Collected data entries:
○ ○ ○ ○ ○ ○ ○

PR #3956, opened 2021-08-10
Clarify that `prop:syntax-class` is in phase 1

shhyou:
Clarify that `prop:syntax-class` is in phase 1. Also replaces occurrences of `make-variable-like-transformer` and `set!-transformer-procedure` by a inline `syntax-parse`.

### DIFF
--- a/pkgs/racket-doc/syntax/scribblings/parse/stxclasses.scrbl
+++ b/pkgs/racket-doc/syntax/scribblings/parse/stxclasses.scrbl
@@ -63,6 +63,8 @@ bound as variables in the body. Syntax classes support optional
 arguments and keyword arguments using the same syntax as
 @racket[lambda]. The body of the syntax-class definition contains a
 non-empty sequence of @racket[pattern] variants.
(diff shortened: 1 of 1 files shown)


rmculpepper:
The first change looks good, thanks.

I don't think the second change is necessary, and the resulting behavior is wrong. If `f` is bound to an `expr-and-stxclass` and `(f 1 2 3)` is expanded in a context where `#%app` has been replaced, then the new code causes the application to use Racket's `#%app` syntax, but `make-variable-like-transformer` (correctly) uses the `#%app` syntax of the original application. I thought this subtlety was documented, but it appears not. Maybe we should add an example to `make-variable-like-transformer`.

shhyou:
Thanks a lot! Using the correct `#%app` is indeed a subtle but important point. I removed the edits to the example and instead added a `require` form.

I also added a pointer to `expr/c` at the beginning of the documentation (at line 66). How does it look?

While ensuring the correctness of the example is important, I do think there's value to having a simple example for the purpose of illustration. I'll make a separate pull request for that.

○ ○ ○ ○ ○ ○ ○

### What this task involves
The lines you return should be those above that contain the word "parse", every one of them.

### Written solution
Clarify that `prop:syntax-class` is in phase 1. Also replaces occurrences of `make-variable-like-transformer` and `set!-transformer-procedure` by a inline `syntax-parse`.
--- a/pkgs/racket-doc/syntax/scribblings/parse/stxclasses.scrbl
+++ b/pkgs/racket-doc/syntax/scribblings/parse/stxclasses.scrbl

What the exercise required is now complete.